[Collected data entries]
_ _ _ _ _

PR #57, opened 2018-07-27
add template function to allow normalising variable values.

krasi-georgiev:
k8s objects can't have dots(.) se we added a custom function to allow normalising the variable values.


sipian:
lgtm

PR #63, opened 2018-07-29
Dockerfile and bash script to build and run prometheus from PR

sipian:

### DIFF
--- a/temp/prometheus-builder/README.md
+++ b/temp/prometheus-builder/README.md
@@ -1,0 +1,26 @@
+### Prometheus-Builder
+
+This is used for building prometheus binaries from Pull Requests and running them on containers.  
+Prombench uses this to build binaries for the Pull Request being benchmarked.
+
+### How to run
+
+#### Kubernetes Pod
+
+A sample deployment config can be found [here](components/prombench/manifests/benchmark/3_prometheus-test.yaml#L176)
+
+#### Docker Container
+
+```
+mkdir -p config
+echo \
+"global:
+  scrape_interval:     15s
+scrape_configs:
+  - job_name: 'prometheus'
+    scrape_interval: 5s
+    static_configs:
+      - targets: ['localhost:9090']" > config/prometheus.yaml
+
+docker run --rm -p 9090:9090 -v /absolute-path/to/config:/etc/prometheus/config -v data:/data sipian/prometheus-builder:v1.0.0 <PR_NUMBER> 
+```
--- a/temp/prometheus-builder/README.md
+++ b/temp/prometheus-builder/README.md
@@ -22,5 +22,6 @@ scrape_configs:
     static_configs:
       - targets: ['localhost:9090']" > config/prometheus.yaml
 
+docker build -t sipian/prometheus-builder:v1.0.0 .
 docker run --rm -p 9090:9090 -v /absolute-path/to/config:/etc/prometheus/config -v data:/data sipian/prometheus-builder:v1.0.0 <PR_NUMBER> 
 ```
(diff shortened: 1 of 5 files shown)


temp/prometheus-builder/build.sh
```diff
@@ -0,0 +1,25 @@
...
+DIR="/go/src/github.com/prometheus/prometheus"
+
+printf "\n\n>> Fetching Pull Request\n\n"
+git clone https://github.com/prometheus/prometheus.git $DIR
+
+cd $DIR
+git fetch origin pull/$PR_NUMBER/head:pr-branch
+git checkout pr-branch
+printf "\n\n>> Creating prometheus binaries\n\n"
+make build
```
krasi-georgiev: Where is the makefile for this step?

sipian: This uses the cloned Prometheus [Makefile](https://github.com/prometheus/prometheus/blob/master/Makefile.common#L96)

krasi-georgiev: put a copy inside the same folder and later will decide what to do with this docker image.

sipian:
PTAL

krasi-georgiev:
I am getting PR NUMBER is missing in argument
docker run --rm -it prometheus-builder 4268

in my case it worked after I changed it to
ENTRYPOINT ["/go/src/github.com/build.sh"]


It would be good to add a simple README.md with a full example how to use it.
including the files/folders that need to be mounted.

sipian:
I have tested this image in minikube

krasi-georgiev:
would you mind also adding a short readme with an example how to use

krasi-georgiev:
I mean something like 
docker run -v ..... args... etc

sipian:
I'll add this in the readme.
But in prow, these things will be taken care by k8s

krasi-georgiev:
yes I meant in  temp/prometheus-builder/README.md
just a simple example so that someone looking the Dockerimage know how and what we are using it for.

sipian:
PTAL

temp/prometheus-builder/README.md
```diff
@@ -0,0 +1,26 @@
...
+"global:
+  scrape_interval:     15s
+scrape_configs:
+  - job_name: 'prometheus'
+    scrape_interval: 5s
+    static_configs:
+      - targets: ['localhost:9090']" > config/prometheus.yaml
+
+docker run --rm -p 9090:9090 -v /absolute-path/to/config:/etc/prometheus/config -v data:/data sipian/prometheus-builder:v1.0.0 <PR_NUMBER> 
+```
```
krasi-georgiev: this would be better as 
```
docker build -t prometheus-builder ./
docker run --rm -p 9090:9090 -v /absolute-path/to/config:/etc/prometheus/config prometheus-builder <PR_NUMBER>
```

temp/prometheus-builder/README.md
```diff
@@ -22,5 +22,6 @@ scrape_configs:
     static_configs:
       - targets: ['localhost:9090']" > config/prometheus.yaml
 
+docker build -t sipian/prometheus-builder:v1.0.0 .
```
krasi-georgiev: I meant making it more generic by not including your repo name in the docker path.

krasi-georgiev: if you want to include the name than make is as 
`promettheus/prometheus-builder`

if we are to keep this than it would end up in the official prometheus repo.

sipian: Oh my bad :stuck_out_tongue:

sipian: I think just `prometheus-builder` is fine for now

PR #66, opened 2018-07-30
Modify files for different benchmark comments

sipian:
Benchmark comments are now

- /benchmark (If no release version is given, master is considered by default)
- /benchmark master
- /benchmark 2.3.0
- /benchmark stop

Prow does'nt seem to require GCS_BUCKET now

### DIFF
--- a/Dockerfile
+++ b/Dockerfile
@@ -9,9 +9,9 @@ RUN \
         make \
 	&& rm -rf /var/lib/apt/lists/*
 
-COPY prombench /bin/prombench
 RUN mkdir -p /prombench/components/prombench/manifests
 
+COPY prombench /prombench/prombench
 COPY Makefile /prombench/Makefile
 COPY components/prombench/nodepools.yaml /prombench/components/prombench/nodepools.yaml
 COPY components/prombench/manifests/benchmark /prombench/components/prombench/manifests/benchmark
--- a/Makefile
+++ b/Makefile
@@ -1,15 +1,6 @@
 PROMBENCH_CMD        = ./prombench
 DOCKER_TAG = docker.io/sipian/prombench:v2.0.0
 
-#Prow config has the following args set in it's configuration during deployment
-#	ZONE
-#	PROJECT_ID
-#	CLUSTER_NAME
-#
-#When the start-benchmark/cancel-benchmark prow-job is created, the benchmark plugin adds the following args
-#	PR_NUMBER
-#	RELEASE - which release version to benchmark PR with (Default: master)
-
 deploy:
 	$(PROMBENCH_CMD) gke nodepool create -a /etc/serviceaccount/service-account.json \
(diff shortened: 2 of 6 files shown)


Dockerfile
```diff
@@ -9,9 +9,9 @@ RUN \
         make \
 	&& rm -rf /var/lib/apt/lists/*
 
-COPY prombench /bin/prombench
 RUN mkdir -p /prombench/components/prombench/manifests
 
+COPY prombench /prombench/prombench
 COPY Makefile /prombench/Makefile
 COPY components/prombench/nodepools.yaml /prombench/components/prombench/nodepools.yaml
 COPY components/prombench/manifests/benchmark /prombench/components/prombench/manifests/benchmark
```
krasi-georgiev: Is there no way we can mount any config files  when starting the docker container?

Makefile
```diff
@@ -1,22 +1,28 @@
...
 DOCKER_TAG = docker.io/sipian/prombench:v2.0.0
 
+#Prow config has the following args set in it's configuration during deployment
+#	ZONE
+#	PROJECT_ID
+#	CLUSTER_NAME
+#
+#When the start-benchmark/cancel-benchmark prow-job is created, the benchmark plugin adds the following args
+#	PR_NUMBER
+#	RELEASE - which release version to benchmark PR with (Default: master)
```
krasi-georgiev: Why do you think we need these comment?

This should be  just s simple Dockerimage which expects these variables.
I think we should try to separate it as much as possible from any other notions. Otherwise need to constantly update comments when we change the logic somewhere else.

components/prow/manifests/prow_internals_2.yaml
```diff
@@ -168,7 +168,6 @@ data:
           entrypoint: "registry.svc.ci.openshift.org/ci/entrypoint:latest"
           sidecar: "registry.svc.ci.openshift.org/ci/sidecar:latest"
         gcs_configuration:
-          bucket: "{{ .GCS_BUCKET }}"
           path_strategy: "explicit"
           default_org: "{{ .GITHUB_ORG }}"
           default_repo: "{{ .GITHUB_REPO }}"
```
krasi-georgiev: do we need the rest of the gcs config?

sipian: `hook` & `plank` were crashing when I removed gcs config completely

Dockerfile
sipian: In our case, k8s will mount secret `serviceaccount` at `/etc/serviceaccount/service-account.json`, when it creates the [prowjob](https://github.com/sipian/prombench/blob/refactor/components/prow/manifests/prow_internals_2.yaml#L209)

Makefile
sipian: i have removed the entire comment

Dockerfile
krasi-georgiev: I meant something like a volume for all config files, but lets leave it like this for now and will revisit.

components/prow/manifests/prow_internals_2.yaml
krasi-georgiev: would you mind opening a an issue upstream to explain that it should crash when we don't need a GCS_BUCKET

PR #68, opened 2018-07-31
change the bench machine types and loader configs

krasi-georgiev:
It is time to start testing PR's so setting higher machine types
and higher load settings for the loadgenertor.

### DIFF
--- a/components/prow/cluster.yaml
+++ b/components/prow/cluster.yaml
@@ -10,5 +10,6 @@ cluster:
   - name: prow
     initialnodecount: 1
     config:
-      machinetype: n1-standard-2
+      machinetype: n1-standard-4
       imagetype: COS
+      disksizegb: 300
--- a/components/prombench/manifests/benchmark/2_loadgen.yaml
+++ b/components/prombench/manifests/benchmark/2_loadgen.yaml
@@ -7,9 +7,9 @@ data:
   config.yaml: |
     scaler:
       name: fake-webserver
-      high: 5
-      low: 2
-      intervalMinutes: 5
+      high: 700
+      low: 100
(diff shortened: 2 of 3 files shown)


components/prow/cluster.yaml
```diff
@@ -10,5 +10,6 @@ cluster:
   - name: prow
     initialnodecount: 1
```
sipian: Since `prow` node-pool will deploy

- prow
- prowjobs
- prometheus-meta
- nginx-ingress-pods
- grafana
- alert-manager

`initialnodecount` should be atleast 4

krasi-georgiev: why? we run all of these on the same node, The machine is big enough to handle the load.

krasi-georgiev: none of these should cause a big load.

sipian: Since all these components have `nodeSelector: cloud.google.com/gke-nodepool: prow`
I think for resilience, there should be at-least 2 nodes.
And also, if nodecount is less, we should add resource.limits so that a pod does'nt consume more resource and harm other pods.

krasi-georgiev: that is easy to scale if needed, lets keep it to a minimum and if facing issues will revisit.

krasi-georgiev: it is difficult to know what we need before running some tests so lets test and than adjust as needed. I don't like wasting resources until we are sure we need this. It might happen that it only consumes 10% of CPU and memory.

krasi-georgiev:
would you mind building a new prombench image so I can run a new test and see how it will perform.

PR #73, opened 2018-08-01
remove echo test job

krasi-georgiev:
I don't see how is this useful and it just filling up the reports screen so removing for now and for checking real prow components status can revisit again.


sipian:
:+1:

PR #74, opened 2018-08-01
added PersistentVolumeClaim for prometheus-meta

krasi-georgiev:
it requests and dedicates a hdd
attached to the prometheus-meta pod
for persisisting the data

also added the command to the prombenh tool
to support this deployment type.

### DIFF
--- a/components/prombench/manifests/results/prometheus-meta.yaml
+++ b/components/prombench/manifests/results/prometheus-meta.yaml
@@ -1,4 +1,15 @@
 apiVersion: v1
+kind: PersistentVolumeClaim
+metadata:
+  name: prometeus-meta
+spec:
+  accessModes:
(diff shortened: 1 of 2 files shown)


components/prombench/manifests/results/prometheus-meta.yaml
```diff
@@ -112,8 +121,7 @@ spec:
         args:
         - "--config.file=/etc/prometheus/config/prometheus.yaml"
         - "--storage.tsdb.path=/data"
-        - "--storage.tsdb.min-block-duration=15m"
-        - "--storage.tsdb.max-block-duration=4h"
```
krasi-georgiev: this should have been in a separate PR
but in general these are added to triger compaction more often.
Withou our long running tests don't think this is necessary.

Issue #77, opened 2018-08-01
Use a service name instead of ingress ip for grafana.


krasi-georgiev:
It would be less prone to error if we use the prometheus-meta service name instead of the ingress ip

We still want to expose prometheus-meta, but for any connection between the internal components would be best to use service names instead of external IP addresses.

geekodour:
@krasi-georgiev with ref to you comment on #188 related to using the k8s api to set the `INGRESS_IP`, do you think by replacing the `INGRESS_IP` with `prombench.prometheus.io` in the manifest files would be a good idea? then we don't even need to use the `INGRESS_IP`.

also, I think making `prombench.prometheus.io` be set using a DeploymentVariable will be even better because we'll be able to test prombench in a staging/testing environment with some other custom domain then.



```
λ  prombench (networkingIngress) × grep -rn INGRESS_IP --exclude=README.md
components/prombench/manifests/results/prometheus-meta.yaml:22:    # web.external-url of INGRESS_IP/prometheus-meta/
components/prombench/manifests/results/prometheus-meta.yaml:135:        - "--web.external-url=http://{{ .INGRESS_IP }}/prometheus-meta"
components/prombench/manifests/results/grafana_deployment.yaml:29:            value: "http://{{ .INGRESS_IP }}/grafana"
components/prombench/manifests/results/grafana_datasource.yaml:19:      url: http://{{ .INGRESS_IP }}/prometheus-meta/
```
```
λ  prombench (networkingIngress) × grep -rn prombench.prometheus.io --exclude=README.md
cmd/load-generator/main.py:46:            self.url = "http://prombench.prometheus.io/%s/prometheus-%s/api/v1/query" % (pr_number, target)
cmd/load-generator/main.py:48:            self.url = "http://prombench.prometheus.io/%s/prometheus-%s/api/v1/query_range" % (pr_number, target)
components/prow/manifests/prow_internals_2.yaml:191:      job_url_template: 'http://prombench.prometheus.io/log?job={{"{{"}}.Spec.Job{{"}}"}}&id={{"{{"}}.Status.BuildID{{"}}"}}'
components/prombench/manifests/benchmark/3_prometheus-test.yaml:763:          "--web.external-url=http://prombench.prometheus.io/{{ .PR_NUMBER }}/prometheus-pr",
[...]

PR #78, opened 2018-08-01
replace INGESS_IP with a domain name

krasi-georgiev:
this way we don't need to pass the env variable arround
and less likely to brake.
for local dev env can still use /etc/hosts
to point it to another prow installation.

### DIFF
--- a/README.md
+++ b/README.md
@@ -67,31 +67,39 @@ kubectl create secret generic hmac-token --from-literal=hmac=$HMAC_TOKEN
 kubectl create secret generic service-account --from-file=service-account.json=$AUTH_FILE
 ```
 
-- Deploy all internal prow components and the [nginx-ingress-controller](https://github.com/kubernetes/ingress-nginx) which will be used to access all public components.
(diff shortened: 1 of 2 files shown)


sipian:
Since we are using domain-name, we can also add prombench.prometheus.io as a host field in [nginx-ingress-spec](https://github.com/prometheus/prombench/blob/master/components/prow/manifests/nginx-controller.yaml#L310).

Also we need to add this in [grafana_datasource](https://github.com/prometheus/prombench/blob/master/components/prombench/manifests/results/grafana_datasource.yaml#L15), [grafana_deployment](https://github.com/prometheus/prombench/blob/master/components/prombench/manifests/results/grafana_deployment.yaml#L38) & [prometheus-meta](https://github.com/prometheus/prombench/blob/master/components/prombench/manifests/results/prometheus-meta.yaml#L117) because both of them are accessed via nginx-reverse-proxy

krasi-georgiev:
I have another idea about grafana. I think it should use the service name to connect to prometheus.

https://github.com/prometheus/prombench/issues/77

as per the issue I think it is a good idea any component on the k8s cluster to use internal service names to connect to each other.

I already did a quick test and grafana is fine by using the prome..-meat service name

PR #87, opened 2018-08-02
Add node-exporter for prow nodepool and Node-Metrics grafana dashboard

sipian:


krasi-georgiev:
that would be useful 
can we show the metrics in Grafana ?

sipian:
This node-exporter is just for the prow nodes.

Current grafana dashboard has a panel for node-exporter-metrics for the nodes of 3_prometheus-test.yaml.

sipian:
a prombench instance deploys new node-exporters on the new deployed nodes.
And prometheus-servers being benchmarked scrape

- fake-web-servers
- node-exporters of the newly deployed nodes
- kubelet of the newly deployed nodes

krasi-georgiev:
sorry I didn't understand is this to show the load on the main prow node and  will it show on the same graph?

I am thinking if it is not too difficult would be better to have a separate dashboard in grafana dedicated just to this.
I am thinking if it is on the same as the others it will get too busy.

sipian:
It's not too difficult.
Need to choose a dashboard from [grafana-dashboards](https://grafana.com/dashboards/) and modify some fields.

krasi-georgiev:
ok lets do it in the same PR than.

sipian:
sample prow-node-metrics grafana graphs can be viewed [here](http://35.237.152.93/grafana/d/rVGW4V5iz/prow-node-metrics?orgId=1).
I have used [this](https://grafana.com/dashboards/405)  template from [grafana.com/dashboards](https://grafana.com/dashboards)

sipian:
Waiting for #104 to be merged before adding grafana-dashboard-prombench.yaml

components/prombench/manifests/results/node-exporter.yaml
```diff
@@ -0,0 +1,70 @@
+apiVersion: apps/v1
+kind: DaemonSet
```
krasi-georgiev: is this suppose to be a DaemonSet?

krasi-georgiev: got it thanks

krasi-georgiev:
I am a bit confused here can you give a bit more detail about each piece and maybe we can come up with some better structure and names. 

 - grafana_dashboard_prow_node.yaml - defines
   * `prow-node.json` config map which is used by `grafana-core`

 - grafana_dashboard.yaml - defines 
    * `prometheus-dashboard.yaml` config map which is used in `grafana-core`
    * `prombench.json` config map which is used in `grafana-core`

sipian:
grafana_dashboard_prow_node.yaml > prow-node.jsonis the dashboard for node-metrics
grafana_dashboard.yaml > prombench.json is the dashboard for prombench. 
grafana_dashboard.yaml > prometheus-dashboard.yaml is the dashboard  config file where we tell grafana about how to [provision dashboards](http://docs.grafana.org/administration/provisioning/#dashboards)

Ideally they can all be in 1 file. called `grafana-dashboard.yaml`.
I did not include them in one file as that will make it a really long file

krasi-georgiev:
yeah I would say keep is separately , but also separate the prombench.json in its own file to make the connection more clear.

grafana_dashboard_prow_node.yaml > prow-nodes.json is the dashboard for prow nodes (since you use a daemon set than lets use plural)
grafana_dashboard_prow_bench.yaml > bench-nodes.json is the dashboard for the bench-ed nodes

`benchmarking` is too long so lets use `bench` :stuck_out_tongue_winking_eye:

krasi-georgiev:
ping me when this is ready for another review.

sipian:
@krasi-georgiev This is finally ready for review :)
A sample grafana deployment with both the dashboards: http://35.231.161.178/grafana
In the Node-Metrics dashboard, initially a user should select the namespace from the `namespace` dropdown.
Then the `node` dropdown will be populated with the node-exporters present in this namespace.
Currently I am using the [node](https://github.com/prometheus/prombench/blob/master/components/prombench/manifests/benchmark/4_node-exporter.yaml#L14) label for listing the nodes in the dropdown. 
This label will always be different for prometheus-release and prometheis-pr.
But this might not work well if there are multiple fake-web-server nodes. 
All will have the same label-value `web-server`.

P.S. I have also added a few tags to the dashboards :)

sipian:
Such graphs will be helpful in choosing which machine-type is good for the deployment

PR #131, opened 2018-08-12
renamed nginx-controller port

krasi-georgiev:
This is a change you did when we were troubleshooting why the nginx backend fails.

Seems that everything is working even without it 

So would be nice to find out if we really need it and remove if not.

### DIFF
--- a/components/prow/manifests/nginx-controller.yaml
+++ b/components/prow/manifests/nginx-controller.yaml
@@ -35,7 +35,7 @@ spec:
           initialDelaySeconds: 30
           timeoutSeconds: 5
         ports:
-        - name: default-backend-port
+        - name: backend-port
           containerPort: 8080
         resources:
           limits:
@@ -57,7 +57,7 @@ metadata:
 spec:
   ports:
   - port: 80
-    targetPort: default-backend-port
+    targetPort: backend-port
   selector:
     app: default-http-backend
 ---


sipian:
I had made this change because when deploying nginx-server using named ports, I got a GKE error saying that named ports cannot have a name longer than 15 characters

sipian:
lgtm

krasi-georgiev:
my point was that even when the pod was crashing everything worked as expected so I am curious what is the `default-http-backend` used for?

sipian:
Acc to [this](https://github.com/kubernetes/ingress-nginx/blob/master/docs/user-guide/default-backend.md)

> The default backend is a service which handles all URL paths and hosts the nginx controller doesn't understand (i.e., all the requests that are not mapped with an Ingress).

sipian:
And default-http-backend was in the config yaml file provided by [official nginx docs](
 https://kubernetes.github.io/ingress-nginx/deploy/)

sipian:
Since this is passed as an arg  to the [nginx-server](https://github.com/prometheus/prombench/blob/master/components/prow/manifests/nginx-controller.yaml#L234) in the official [config]( https://raw.githubusercontent.com/kubernetes/ingress-nginx/master/deploy/mandatory.yaml), I am wary of removing `default-http-backend`

krasi-georgiev:
best way to be sure is to look at the source of what it does.

I think this is the source and it is written in `go`  so a great exercise :)
https://github.com/kubernetes/ingress-nginx

krasi-georgiev:
Did a bit of research and I think it will be fine to remove it. 

https://github.com/kubernetes/ingress-nginx/blob/26ed627560e5d6e86392bdf394b8bc7efdba452c/cmd/nginx/flags.go#L49-L52

https://github.com/kubernetes/contrib/issues/1535

basically it forwards the 404 pages to that one for some compliance reasons so in our case that is not important. Lets remove it and for the flag just use  `--default-backend-service=none`

sipian:
I will test this once on a cluster.

PR #136, opened 2018-08-21
gke have updated the k8s version for the region we are using

krasi-georgiev:
it errors for 1.10.4-gke.2 as it is not available anymore for the region
we are using.


sipian:
:+1:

_ _ _ _ _

What this task involves
The answer should consist of all lines from the records above that hold the word "each".

Reply
as per the issue I think it is a good idea any component on the k8s cluster to use internal service names to connect to each other.
I am a bit confused here can you give a bit more detail about each piece and maybe we can come up with some better structure and names. 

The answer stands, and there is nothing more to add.